A large proportion of this group of women with SLE was obese. Using the most common body composition measure, BMI, almost 30% were obese; using a more sensitive measure, DEXA, half met the criterion for obesity. Substantial portions of women were misclassified by the anthropometric measures. The majority of misclassifications were due to women who were obese by the DEXA standard but did not meet the anthropometric criterion for obesity; relatively few women were found to be obese by anthropometric methods and not obese by DEXA. Women who were misclassified as not obese by anthropometric measures exhibited different patterns of fat distribution than those who were correctly classified, and tended to have a lower proportion of their fat accumulation in the trunk and a greater proportion in their arms and/or legs.

Our analyses suggest new cut-points for defining obesity among women with SLE: BMI ≥ 26.8 kg/m2, waist circumference ≥ 84.75 cm, and a waist-hip ratio ≥ 0.80. In each case, the revised cut-points are substantially lower than those traditionally used. For example, the traditional BMI cut-point for obesity is ≥ 30 kg/m2; the revised cut-point is closer to the traditional cut-point used to define overweight (25.0 kg/m2). The inaccuracy of BMI in identifying high adiposity in mid-range BMI values has been noted previously. For example, a meta-analysis yielded a pooled sensitivity of BMI to identify excess body fat of 0.50, and a pooled specificity of 0.90, with considerable heterogeneity among studies(36). The BMI cut-point we identified is similar to cut-points derived in other studies(37, 38). For example, in a study using NHANES data, a BMI of 25.5 was identified as the best cut-point to identify high body fat (>35% for women). In our study and those cited above, results suggest that lean mass was relatively lower, and fat mass relatively higher than might be expected by BMI. Whether this is a general population trend or relevant specifically to SLE is not known. Likewise, whether disease factors (e.g., inflammation), treatment (e.g., glucocorticoid use), or behavior (e.g., low physical activity), or the combination of these, have a differential impact on the body composition, including infiltration of muscle with fat, of women with SLE is not known.

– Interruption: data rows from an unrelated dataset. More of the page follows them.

PR #25, opened 2022-05-30
Dm 326/dm 364/implement service creating confirmation link

KochTobi:


webapp/src/main/java/life/qbic/usermanagement/registration/EmailConfirmationLinkSupplier.java
```diff
@@ -0,0 +1,25 @@
...
+ */
+@Service
+public class EmailConfirmationLinkSupplier {
+
+  @Value("${server.address}")
+  private String host;
+  @Value("${server.port}")
+  private String port;
+  @Value("${email-confirmation-endpoint}")
+  private String emailConfirmationRoute;
```
jenniferboedker, line 19: Why the terminology switch between route and endpoint? You also have that in the properties file where you use both terms as well

webapp/src/main/java/life/qbic/Application.java
```diff
@@ -67,6 +68,8 @@ private static MessageSubscriber whenUserRegisteredSendEmail(
       }
       try {
         UserRegistered userRegistered = deserialize(message);
+        System.out.println(appContext.getBean(EmailConfirmationLinkSupplier.class)
+            .emailConfirmationUrl(userRegistered.userId()));
```
jenniferboedker, line 72: You could add a test to see if it works rather than adding a command-line printout. What do you think in general about a test to see if the link contains all required parts and/or if no user information is shown in the link

jenniferboedker (commented):
Left some comments to your code. Looks very good :)

webapp/src/main/java/life/qbic/Application.java
KochTobi: I do not know what we want to test here. Testing whether the link has the userid at the end is very close to the implementation. So we would test our current implementation rather than the behaviour (which I do not know how to summarise with a test)

I will remove this printout once anything happens to the link (e.g. it is passed into an email)

webapp/src/main/java/life/qbic/usermanagement/registration/EmailConfirmationLinkSupplier.java
KochTobi: Good point I will switch to endpoint everywhere :+1:

webapp/src/main/java/life/qbic/Application.java
KochTobi: Added some test now to confirm the fixed part of the URL

webapp/src/main/java/life/qbic/usermanagement/registration/EmailConfirmationLinkSupplier.java
```diff
@@ -11,15 +11,24 @@
...
-  @Value("${email-confirmation-endpoint}")
-  private String emailConfirmationRoute;
+
+  private final String host;
+
+  private final String port;
+
+  private final String emailConfirmationEndpoint;
+
+  public EmailConfirmationLinkSupplier(@Value("${server.address}") String host,
```
jenniferboedker, line 21: readability was better before but this is NIT

jenniferboedker (approved):
Thanks for addressing my feedback, good to go now 🚀

webapp/src/main/java/life/qbic/usermanagement/registration/EmailConfirmationLinkSupplier.java
KochTobi: Yes, but it is better to inject dependencies using the constructor than using reflection.

PR #29, opened 2022-05-30
Dm 326/dm 365/populate send email with confirmation link

wow-such-code:
Makes small changes to the endpoint and parameter handling. Uses generated confirmation link in the email sent to the user that just registered.


KochTobi (changes requested):
Code looks good however:
Does not run atm.
```
2022-05-30 17:20:31.086  WARN 84574 --- [0.1-8080-exec-5] o.h.engine.jdbc.spi.SqlExceptionHelper   : SQL Error: 1364, SQLState: HY000
2022-05-30 17:20:31.086 ERROR 84574 --- [0.1-8080-exec-5] o.h.engine.jdbc.spi.SqlExceptionHelper   : Field 'active' doesn't have a default value
2022-05-30 17:20:31.087  INFO 84574 --- [0.1-8080-exec-5] o.h.e.j.b.internal.AbstractBatchImpl     : HHH000010: On release of batch it still contained JDBC statements
Unexpected error occurred.
```

webapp/src/main/resources/application.properties
```diff
@@ -20,4 +20,5 @@ spring.mail.default-encoding=UTF-8
 spring.mail.port=${MAIL_PORT:587}
 # route for email confirmation consumption
 server.address=${HOST:127.0.0.1}
```
KochTobi, line 22: I think we need to change this as well and use a custom property here

PR #64, opened 2022-06-30
fix/dm-447-password-encryption-policy-does-not-generate-random-hash

sven1103:


core/src/test/groovy/life/qbic/domain/usermanagement/policies/PasswordEncryptionPolicySpec.groovy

Sensitivity and specificity of BMI and WC to detect obesity using the revised cut-points was high. The waist-hip ratio, however, did not perform well, even when using an adjusted cut-point, so this measure should be used with caution as a proxy for estimating obesity in women with SLE. Others have also found that WHR did not correspond with body fatness as well as BMI and WC(39).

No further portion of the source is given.